“If you want to go fast, go alone. If you want to go far, go together.” – African proverb
About 10 years ago, I was trying to launch a product. It didn’t go well for many reasons but a big one was that I was too gung-ho and decided to try to do everything on my own. Since then, I’ve realized that business is a team sport–it’s impossible to go at it alone. You have to assemble your own team of Avengers so to speak with different skill sets.
How it all got started
For our March Meetup, it was great to see the physical embodiment of the power of partnership. Annie Dickerson and Julie Lam of Goodegg Investments met a little over a year ago at Joe Fairless‘s Best Ever Conference. Both of them have prior real estate investing experience, starting with house hacking before BiggerPockets coined the term by renting out a portion of their houses to cover their mortgage (and then some). Eventually because of searching for higher returns and avoiding hassles they both started investing out of state through syndications.
What makes a partnership great is complementary skills. Annie loved creating content and can blog all day if she had to. However, she didn’t particularly enjoy talking to investors. However, Julie was almost the complete opposite. She loved talking to investors about the numbers and the deal but didn’t necessarily like doing the marketing stuff. Aside from having the same goals and knowing the other person conducts themselves with integrity, having complementary skills is the most important ingredient for a successful partnership receipt to me.

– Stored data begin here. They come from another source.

PR #124, opened 2024-11-29
Artifact unit tests

danielskinstad:


core/src/mender-artifact.c
```diff
@@ -1224,10 +1224,11 @@ artifact_read_data_prepare(mender_artifact_ctx_t *ctx, mender_artifact_download_
         mender_log_error("Unable to allocate memory");
         return MENDER_FAIL;
     }
-    for (char *ch = strstr(mdata_cache->checksum_fname, ".tar"); (NULL != ch) && (*ch != '\0'); ch++) {
+    char *ch = mdata_cache->checksum_fname;
+    while (NULL != (ch = strstr(ch, ".tar"))) {
         /* Don't worry! The call to strlen() on a static string should
          * be optimized out by the compiler */
-        *ch = ch[strlen(".tar")];
+        memmove(ch, ch + strlen(".tar"), strlen(ch + strlen(".tar")) + 1);
```
danielskinstad, line 1235: This was the only way I could get the address sanitizer to pass, the simple pointer arithmetic kept throwing heap buffer overflow errors, and I couldn't find another way to work around it

lluiscampos: It looks good to me but I am looking forward to hear from our C experts too :monocle_face:

tests/unit/core/mender-artifact_test.cpp
```diff
@@ -0,0 +1,229 @@
...
+    }
+
+    mender_update_module_t          *update_module;
+    mender_deployment_data_t        *deployment_data;
+    mender_artifact_download_data_t *mock_download_data;
+
+    void SetUp() {
+        update_module      = (mender_update_module_t *)malloc(sizeof(mender_update_module_t));
+        deployment_data    = (mender_deployment_data_t *)malloc(sizeof(mender_deployment_data_t));
+        mock_download_data = (mender_artifact_download_data_t *)malloc(sizeof(mender_artifact_download_data_t));
```
lluiscampos, line 91: On first read I thought that it didn't make sense to use dynamic memory for these on the tests, and we should just use C++ (implicit) constructor/destructor on these `struct`. But then I saw that `mender_update_module_unregister_all` does free the `update_module`... From the API point of vies, is it really correct that `mender_update_module_unregister_all` takes ownership of the `update_module`?

tests/unit/core/mender-artifact_test.cpp
```diff
@@ -0,0 +1,229 @@
...
+        create_download_data(update_module, deployment_data, mock_download_data);
```
lluiscampos, line 92: This function does more than just "craeate data". Is more about initializing the client or the module.

Consider renaming.

tests/unit/core/mender-artifact_test.cpp
```diff
@@ -0,0 +1,229 @@
...
+    mender_artifact_release_ctx(ctx);
+}
+
+TEST_F(MenderArtifactTest, GetCtx) {
+    mender_artifact_ctx_t *ctx = mender_artifact_create_ctx(64);
+
+    mender_artifact_ctx_t *ctx2;
+    if (MENDER_OK != mender_artifact_get_ctx(&ctx2)) {
+        FAIL();
+    }
```
lluiscampos, line 120: IMO, it would read better like:
```
ASSERT_EQ(mender_artifact_get_ctx(&ctx2), MENDER_OK);
```

lluiscampos: There are few of these below, I won't comment on each :eyes:

lluiscampos (commented):
Difficult to argue with this :point_down: 

image


Well done! :chart_with_upwards_trend: 

However, looking at the coverage report, we can still do a bit more:
* `is_compressed` with actual compressed filenames
    * Additionally, in the past we talked about moving this one and possibly others into utils, have you considered that?
* `mender_artifact_get_ctx` with no existing context
* artifact with meta-data
* This part:
image
* And this one (I would have expected to be covered with the current tests :thinking: 
image

core/src/mender-artifact.c
vpodzime: I'm a bit hesitant to use sub-optimal code only to make a (buggy, right?) sanitizer happy. What exactly did it not like? And did it give any details?

tests/unit/core/mender-artifact_test.cpp
```diff
@@ -0,0 +1,314 @@
...
+
+    /* The original context size was too small, so the new one should be larger
+     * than the original isze */
+    ASSERT_GT(ctx->input.size, ctx->input.orig_size);
+
+    /* Should be 0/NULL, as there are no artifacts currently
+     * being parsed */
+    ASSERT_EQ(ctx->file.size, 0);
+    ASSERT_EQ(ctx->file.index, 0);
+    ASSERT_STREQ(ctx->file.name, nullptr);
```
vpodzime, line 175: `ASSERT_EQ(ctx->file.name, NULL)`

tests/unit/core/mender-artifact_test.cpp
```diff
@@ -0,0 +1,314 @@
...
+    /* Check the stream state */
+    ASSERT_EQ(ctx->stream_state, MENDER_ARTIFACT_STREAM_STATE_PARSING_HEADER);
+
+    mender_artifact_release_ctx(ctx);
+}
+
+TEST_F(MenderArtifactTest, ProcessData_TooLargeSize) {
+    mender_artifact_ctx_t *ctx = mender_artifact_create_ctx(1024);
+
+    /* Assert that if file.size is too big, we realloc correctly */
```
vpodzime, line 194: ? This deserves a longer comment, I think.

tests/unit/core/mender-artifact_test.cpp
```diff
@@ -0,0 +1,314 @@
...
+    ctx->input.length = 99999999999999999;
+    ASSERT_EQ(MENDER_FAIL, mender_artifact_process_data(ctx, data, artifact_data.size(), mock_download_data));
+
+    mender_artifact_release_ctx(ctx);
+}
+
+TEST_F(MenderArtifactTest, ProcessData_EmptyInput) {
+    mender_artifact_ctx_t *ctx = mender_artifact_create_ctx(1024);
+
+    ASSERT_EQ(MENDER_OK, mender_artifact_process_data(ctx, nullptr, 0, mock_download_data));
```
vpodzime, line 212: Please use `NULL` when calling C functions.

tests/unit/core/mender-artifact_test.cpp
```diff
@@ -0,0 +1,314 @@
...
+
+    ASSERT_EQ(ctx->input.size, ctx->input.orig_size);
+    ASSERT_EQ(ctx->file.size, 0);
+    ASSERT_EQ(ctx->file.index, 0);
+    ASSERT_STREQ(ctx->file.name, nullptr);
```
vpodzime, line 217: `ASSERT_EQ(..., NULL)`

tests/unit/core/mender-artifact_test.cpp
```diff
@@ -0,0 +1,314 @@
...
+        DESTROY_AND_NULL(mender_delete_deployment_data, mock_download_data->deployment);
+        free(deployment_data);
+        free(mock_download_data);
+        mender_update_module_unregister_all();
+    }
+};
+
+TEST_F(MenderArtifactTest, CreateCtx) {
+    mender_artifact_ctx_t *ctx = mender_artifact_create_ctx(64);
+    ASSERT_NE(ctx, nullptr);
```
vpodzime, line 134: The `ASSERT_*` macros stop the test. They should only be used for things that prevent other part of the test from evaluation. The rest should use `EXPECT_*`.

tests/unit/core/mender-artifact_test.cpp
```diff
@@ -0,0 +1,314 @@
...
+    ASSERT_STREQ(ctx->file.name, nullptr);
+
+    mender_artifact_release_ctx(ctx);
+}
+
+TEST_F(MenderArtifactTest, ProcessData_LargeInput) {
+    mender_artifact_ctx_t *ctx = mender_artifact_create_ctx(1024);
+    string                 large_data(10240, 'A');
+
+    ASSERT_EQ(MENDER_FAIL, mender_artifact_process_data(ctx, (void *)large_data.c_str(), large_data.size(), mock_download_data));
```
vpodzime, line 226: Does this fail because of large data or because it's not valid artifact data?

tests/unit/core/mender-artifact_test.cpp
```diff
@@ -0,0 +1,314 @@
...
+
+    mender_artifact_release_ctx(ctx);
+}
+
+TEST_F(MenderArtifactTest, ProcessData_InvalidDownloadData) {
+    mender_artifact_ctx_t          *ctx          = mender_artifact_create_ctx(1024);
+    mender_artifact_download_data_t invalid_data = {};
```
vpodzime, line 233: What is this `{}` initialization doing? Let's do `{0}` if that's what we want.

vpodzime (commented):
Looks good to me otherwise.

tests/unit/core/mender-artifact_test.cpp
danielskinstad: Yeah, thanks for noticing it

tests/unit/core/mender-artifact_test.cpp
```diff
@@ -0,0 +1,314 @@
...
+ * See the License for the specific language governing permissions and
+ * limitations under the License.
+ */
+
+#include <gtest/gtest.h>
+
+#include <filesystem>
+#include <fstream>
+
+extern "C" {
```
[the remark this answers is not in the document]
danielskinstad: Yeah, it's not needed :+1:

tests/unit/core/mender-artifact_test.cpp
danielskinstad: The name is indeed misleading; it has nothing to do with the size of the data

core/src/mender-artifact.c
```diff
@@ -504,9 +504,13 @@ mender_artifact_release_ctx(mender_artifact_ctx_t *ctx) {
...
         mender_utils_key_value_list_free(ctx->artifact_info.provides);
         mender_utils_key_value_list_free(ctx->artifact_info.depends);
-        for (mender_artifact_checksum_t *checksum = ctx->artifact_info.checksums; NULL != checksum; checksum = checksum->next) {
-            free(checksum->filename);
+        mender_artifact_checksum_t *checksum = ctx->artifact_info.checksums;
+        while (NULL != checksum) {
+            mender_artifact_checksum_t *next = checksum->next;
+            FREE_AND_NULL(checksum->filename);
             mender_sha256_finish(checksum->context, NULL);
+            FREE_AND_NULL(checksum);
```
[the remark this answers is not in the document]
danielskinstad: Yeah, the while-loop stuck after a debugging session, a for-loop is cleaner :+1:

tests/unit/core/mender-artifact_test.cpp
danielskinstad: Fair enough, I guess I can do something like `mender_artifact_download_data_t empty_data = {NULL, NULL, NULL, (mender_err_t)0};`, then; just setting it do {0} won't work - it throws `missing initializer for member...`

vpodzime: > just setting it do {0} won't work

Strange, it should be the same as the 4 `NULL`/`0` values. But at least it's explicit.

core/src/mender-artifact.c
vpodzime: https://github.com/mendersoftware/mender-mcu/pull/125

tests/unit/core/mender-artifact_test.cpp
lluiscampos: As the code is today, yes: it is the right way. I won't insist this late in the API design, it was just thinking out loud.

lluiscampos (approved):
There are still few more things that we could test. The most important of them is `mender_artifact_get_device_type` which is part of the API and 0% tested.

Anyway this is a good base and the coverage inside the artifact parsing code is quite alright already. Approving.

core/src/mender-artifact.c
```diff
@@ -504,10 +504,14 @@ mender_artifact_release_ctx(mender_artifact_ctx_t *ctx) {
 #ifdef CONFIG_MENDER_FULL_PARSE_ARTIFACT
         mender_utils_key_value_list_free(ctx->artifact_info.provides);
         mender_utils_key_value_list_free(ctx->artifact_info.depends);
-        for (mender_artifact_checksum_t *checksum = ctx->artifact_info.checksums; NULL != checksum; checksum = checksum->next) {
-            free(checksum->filename);
+        mender_artifact_checksum_t *next;
+        for (mender_artifact_checksum_t *checksum = ctx->artifact_info.checksums; NULL != checksum; checksum = next) {
+            FREE_AND_NULL(checksum->filename);
```
vpodzime, line 509: This can do `free(checksum->filename)`, no point in setting some value to `NULL` when we are destroying it 4 lines below. But not a biggie.

tests/unit/core/mender-artifact_test.cpp
```diff
@@ -0,0 +1,320 @@
...
+
+        os << script;
+        os.close();
+
+        chmod(script_file_name.c_str(), S_IRUSR | S_IWUSR | S_IXUSR);
+        system(script_file_name.c_str());
+
+        artifact_path = tmp_dir / "unit-test-artifact.mender";
+        ifstream file(artifact_path);
+        return vector<uint8_t>((istreambuf_iterator<char>(file)), istreambuf_iterator<char>());
```
vpodzime, line 89: Why `char`?

tests/unit/core/mender-artifact_test.cpp
```diff
@@ -0,0 +1,320 @@
...
+    }
+
+    mender_update_module_t          *update_module;
+    mender_deployment_data_t        *deployment_data;
+    mender_artifact_download_data_t *mock_download_data;
+
+    void SetUp() {
+        update_module      = (mender_update_module_t *)malloc(sizeof(mender_update_module_t));
+        deployment_data    = (mender_deployment_data_t *)malloc(sizeof(mender_deployment_data_t));
+        mock_download_data = (mender_artifact_download_data_t *)malloc(sizeof(mender_artifact_download_data_t));
```
vpodzime, line 111: The type-casts are not needed, the assignment takes care of them. But they don't hurt, of course. :)

tests/unit/core/mender-artifact_test.cpp
```diff
@@ -0,0 +1,320 @@
...
+        DESTROY_AND_NULL(mender_delete_deployment_data, mock_download_data->deployment);
+        free(deployment_data);
+        free(mock_download_data);
+        mender_update_module_unregister_all();
+    }
+};
+
+TEST_F(MenderArtifactTest, CreateCtx) {
+    mender_artifact_ctx_t *ctx = mender_artifact_create_ctx(64);
+    EXPECT_NE(ctx, nullptr);
```
vpodzime, line 128: I'd prefer `NULL` here.

tests/unit/core/mender-artifact_test.cpp
```diff
@@ -0,0 +1,320 @@
...
+
+    /* The original context size was too small, so the new one should be larger
+     * than the original isze */
+    EXPECT_GT(ctx->input.size, ctx->input.orig_size);
+
+    /* Should be 0/NULL, as there are no artifacts currently
+     * being parsed */
+    EXPECT_EQ(ctx->file.size, 0);
+    EXPECT_EQ(ctx->file.index, 0);
+    EXPECT_STREQ(ctx->file.name, NULL);
```
vpodzime, line 169: `EXPECT_EQ()`

tests/unit/core/mender-artifact_test.cpp
```diff
@@ -0,0 +1,320 @@
...
+
+TEST_F(MenderArtifactTest, ProcessData_EmptyInput) {
+    mender_artifact_ctx_t *ctx = mender_artifact_create_ctx(1024);
+
+    EXPECT_EQ(MENDER_OK, mender_artifact_process_data(ctx, NULL, 0, mock_download_data));
+
+    EXPECT_EQ(ctx->input.size, ctx->input.orig_size);
+    EXPECT_EQ(ctx->file.size, 0);
+    EXPECT_EQ(ctx->file.index, 0);
+    EXPECT_STREQ(ctx->file.name, NULL);
```
vpodzime, line 214: `EXPECT_EQ()`

tests/unit/core/mender-artifact_test.cpp
```diff
@@ -0,0 +1,320 @@
...
+
+    mender_artifact_release_ctx(ctx);
+}
+
+TEST_F(MenderArtifactTest, ProcessData_InvalidData) {
+    mender_artifact_ctx_t *ctx = mender_artifact_create_ctx(1024);
+    string                 invalid_data(1240, 'A');
```
vpodzime, line 221: I'd prefer `vector<uint8_t> invalid_data(1240, 'A')` and then using `invalid_data.data()`.

vpodzime (approved):
Just nitpicks. Feel free to cover them in a follow-up or even not at all.

tests/unit/core/mender-artifact_test.cpp
danielskinstad: The compiler, for some reason, doesn't accept that

tests/unit/core/mender-artifact_test.cpp
danielskinstad: Same as above

tests/unit/core/mender-artifact_test.cpp
danielskinstad: As far as I can tell because the iterator reads chars from the ifstream `file`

Building out and adding value to your tribe
Another thing that has been able to help Goodegg grow was thought leadership and reaching out to their tribes. Julie was able to identify their target audience first with fellow mothers by sharing what they know best and adding value through different Facebook mommy groups. From there they were able to get on podcasts, speak at other Meetups and conferences, and now as contributing members of the Forbes Real Estate Council.

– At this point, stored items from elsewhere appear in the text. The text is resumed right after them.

PR #125, opened 2024-12-04
fix: Fix buffer overflow when removing ".tar" from a checksum file name

vpodzime:
Checking `*ch != '\0'` in the loop condition doesn't work because by the time we do it `ch` is one byte/character futher because of the for-loop increment.

Ticket: none
Changelog: none

### DIFF
--- a/core/src/mender-artifact.c
+++ b/core/src/mender-artifact.c
@@ -1224,10 +1224,11 @@ artifact_read_data_prepare(mender_artifact_ctx_t *ctx, mender_artifact_download_
         mender_log_error("Unable to allocate memory");
         return MENDER_FAIL;
     }
-    for (char *ch = strstr(mdata_cache->checksum_fname, ".tar"); (NULL != ch) && (*ch != '\0'); ch++) {
+    bool done = false;
+    for (char *ch = strstr(mdata_cache->checksum_fname, ".tar"); (NULL != ch) && !done; ch++) {
         /* Don't worry! The call to strlen() on a static string should
          * be optimized out by the compiler */
-        *ch = ch[strlen(".tar")];
+        done = (*ch = ch[strlen(".tar")]) == '\0';
     }
 
     mdata_cache->valid = true;


core/src/mender-artifact.c
```diff
@@ -1224,10 +1224,11 @@ artifact_read_data_prepare(mender_artifact_ctx_t *ctx, mender_artifact_download_
         mender_log_error("Unable to allocate memory");
         return MENDER_FAIL;
     }
-    for (char *ch = strstr(mdata_cache->checksum_fname, ".tar"); (NULL != ch) && (*ch != '\0'); ch++) {
+    bool done = false;
+    for (char *ch = strstr(mdata_cache->checksum_fname, ".tar"); (NULL != ch) && !done; ch++) {
         /* Don't worry! The call to strlen() on a static string should
          * be optimized out by the compiler */
-        *ch = ch[strlen(".tar")];
+        done = (*ch = ch[strlen(".tar")]) != '\0';
```
danielskinstad, line 1231: Shouldn't done be set to true if it equals the null terminator, not the other way around? I.e. `== '\0` instead of `!= '\0`?

lluiscampos (commented):
> Checking *ch != '\0' in the loop condition doesn't work because by the time we do it ch is one byte/character futher because of the for-loop increment

My two cents: isn't it better to change in the for loop statement to `++ch` ?

core/src/mender-artifact.c
larsewi: Yup https://godbolt.org/z/e6x4cEGfd

vpodzime:
> My two cents: isn't it better to change in the for loop statement to `++ch` ?

You mean doing `++ch` instead of `ch++` in the for-loops increment? That makes no difference (here), AFAICT.

core/src/mender-artifact.c
vpodzime: > Shouldn't done be set to true if it equals the null terminator, not the other way around? I.e. `== '\0` instead of `!= '\0`?

Of course! Late-night's commits. :blush:

larsewi (approved):
:rocket:

danielskinstad (approved):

The not sexy part of growing a business is the behind the scenes systems. Annie uses Active Campaign to tag and segment their list. Once someone comes in their funnel they have triggers set up to automatically gather info about the investor. After that Julie uses Meetingbird to schedule time for Julie to speak with them one-on-one. Whenever there is a deal, the alert email and links to subscribe is also pushed out to the appropriate investors.

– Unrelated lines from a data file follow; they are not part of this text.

PR #126, opened 2025-01-06
Fix: header.tar checksum calculation in chunks

vpodzime:
Tested with
```
diff --git a/core/src/mender-artifact.c b/core/src/mender-artifact.c
index c46920c..7c3ae46 100644
--- a/core/src/mender-artifact.c
+++ b/core/src/mender-artifact.c
@@ -304,6 +304,7 @@ mender_artifact_create_ctx(size_t buf_size) {
         mender_log_error("Unable to allocate memory for artifact context");
         return NULL;
     }
+    mender_log_info("Starting with a buffer size of %zd", buf_size);
     if (NULL == (ctx->input.data = malloc(buf_size))) {
         mender_log_error("Unable to allocate memory for artifact context buffer");
         free(ctx);
@@ -360,6 +361,7 @@ mender_artifact_process_data(mender_artifact_ctx_t *ctx, void *input_data, size_
     /* Copy data to the end of the internal buffer */
     if ((NULL != input_data) && (0 != input_length)) {
         if ((ctx->input.length + input_length) > ctx->input.size) {
+            mender_log_error("Current buffer size %zd is too small for %zd", ctx->input.size, (ctx->input.length + input_length));
             new_size = ctx->input.length + input_length;
             /* data/ files are processed per block for which the original size of the buffer should
                be enough, but metadata is processed as whole files so there we expect we will need
```
showing
```
[00:03:00.660,000] <inf> mender: Starting with a buffer size of 1536
```
and nothing else. :partying_face:

### DIFF
--- a/core/src/mender-artifact.c
+++ b/core/src/mender-artifact.c
@@ -363,8 +363,11 @@ mender_artifact_process_data(mender_artifact_ctx_t *ctx, void *input_data, size_
             new_size = ctx->input.length + input_length;
             /* data/ files are processed per block for which the original size of the buffer should
                be enough, but metadata is processed as whole files so there we expect we will need
-               more. */
+               more, except for header.tar (and tarballs in general) which are processed
+               transparently. */
             if (mender_utils_strbeginswith(ctx->file.name, "data/")) {
+                expected_required = ctx->input.orig_size;
+            } else if (mender_utils_strendswith(ctx->file.name, ".tar")) {
                 expected_required = ctx->input.orig_size;
             } else {
                 expected_required = artifact_round_up(ctx->file.size, MENDER_ARTIFACT_STREAM_BLOCK_SIZE) + MENDER_ARTIFACT_STREAM_BLOCK_SIZE;
--- a/core/src/mender-artifact.c
+++ b/core/src/mender-artifact.c
@@ -172,9 +172,14 @@ static mender_err_t process_artifact_data_callback(const char                   
  */
 static mender_err_t artifact_drop_file(mender_artifact_ctx_t *ctx);
 
-#ifdef CONFIG_MENDER_FULL_PARSE_ARTIFACT
-static mender_err_t artifact_read_header(mender_artifact_ctx_t *ctx);
-#endif /* CONFIG_MENDER_FULL_PARSE_ARTIFACT */
+/**
+ * @brief Shift data after parsing and update the respective checksum context
+ * @param checksum_key Key under which the checksum for the data is calculated/checked
+ * @param checksum_len Length of the data to include in the checksum update
+ * @return MENDER_OK if the function succeeds, error code otherwise
+ * @see artifact_shift_data()
+ */
+static mender_err_t artifact_shift_and_checksum_data(mender_artifact_ctx_t *ctx, size_t length, const char *checksum_key, size_t checksum_len);
 
 /**
  * @brief Shift data after parsing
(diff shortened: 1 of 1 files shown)


core/src/mender-artifact.c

Speaking of integrity earlier, that is also the number one thing Annie and Julie look for in a deal sponsor. How they answer questions say a lot about the character of the person they end up raising capital for. They’ll of course also look at the track record of the team, how long they have been in business, and have they been able to meet the projected numbers. As to each specific deal, they’ll look to make sure the sponsor is properly capitalized to avoid a potential future capital call and they’ll double check to see the term of the loan is long enough as to avoid an untimely balloon payment.
For the syndication structure, as we have mentioned in previous Meetups, an 8% preferred return to the investors is pretty standard. Sometimes you might see 10% for projects that take longer to stabilize. After the preferred return is met, a 70/30 split is also common for multifamily deals, with the 70% going to the investors and 30% to the sponsors. Some might have another tier in the water fall for 60/40 if the returns exceed a certain threshold. Goodegg participate in these syndications as the capital raiser, along with the sponsors and asset managers. Often the capital raisers could earn up to 30% of the sponsors’ share if they’re bringing in all the equity themselves.
We also talked about different markets that look interesting to Goodegg. Dallas Fort Worth continues to be strong but seems like lately everybody and their grandmas are looking for deals in DFW. Huntsville and Jacksonville are two markets that are seeing potential growth. Houston is also an interesting market. With Hurricane Harvey it almost seems to have knock the market back a notch in the cycle as they see properties that need fixing up and rents going up for folks needing a place to stay.